As the complexity of supply chain management deepens at the same pace as the double-digit growth of e-commerce, logistics professionals now need to realize that a product’s journey no longer stops at the consumer’s front porch or loading dock. Now, more than ever before, the “U-turn” has to become a vital part of every company’s revenue model.
Fortunately, there are scores of third-party logistics providers (3PLs) out there to help shippers more efficiently manage returns, with many more looking to enter the marketplace.
“Thanks to Amazon, Alibaba, and other dynamic e-commerce retailers, we’re living in a buy-anywhere, return-anywhere consumer society,” observes Evan Armstrong, president of the 3PL analyst and consultancy firm Armstrong & Associates. “It is no longer acceptable to disallow returns if the product wasn’t sourced in the U.S.”

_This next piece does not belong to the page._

PR #723, opened 2019-04-22
Restore v1 Azure Storage default behavior to v2

ConnorMcMahon:
This PR addresses stops throwing exceptions when the host.json either has `storageProvider` as `null` or `{}`.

Armstrong says that for 3PLs, e-commerce and the omni-channel retail environment have driven a proliferation of stock keeping units in inventory on the fulfillment side. This creates the need for well-defined processes for handling reverse logistics and the disposition of returns.

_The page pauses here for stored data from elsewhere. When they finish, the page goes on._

PR #726, opened 2019-04-24
Actor scheduler overhaul

sebastianburckhardt:
Several fixes and improvements to the new actor scheduler.
- add locks to fix race condition between finishing/queueing operations
- keep list of outgoing messages instead of list of orchestrator actions
- change continue-as-new logic so it always processes exactly the batch of messages being delivered
- remove operation limit
- fix the counting of messages, and the waiting for pending operations

Also, some other changes:
- remove `IDeterministicExecutionContext` from `IDurableActorContext` (since it is not deterministic anymore)
- add more precise tracing for actor messages

### DIFF
--- a/src/WebJobs.Extensions.DurableTask/ActorScheduler/ReleaseMessage.cs
+++ b/src/WebJobs.Extensions.DurableTask/ActorScheduler/ReleaseMessage.cs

“Third parties such as FedEx Supply Chain [formerly Genco], OHL/Geodis, DHL Supply Chain, and XPO have become masters of reverse logistics,” notes Armstrong. “In third-party logistics, it’s often the ‘messy stuff’ that contributes greatly to bottom lines, and returns are messy.”
If handled well, he adds, a good reverse logistics operation can have double the operating margins of an outbound fulfillment operation.
In related news, Armstrong & Associates is also putting its finishing touches upon the The 3PL Value Creation Asia Summit, to be staged in Hong Kong this spring.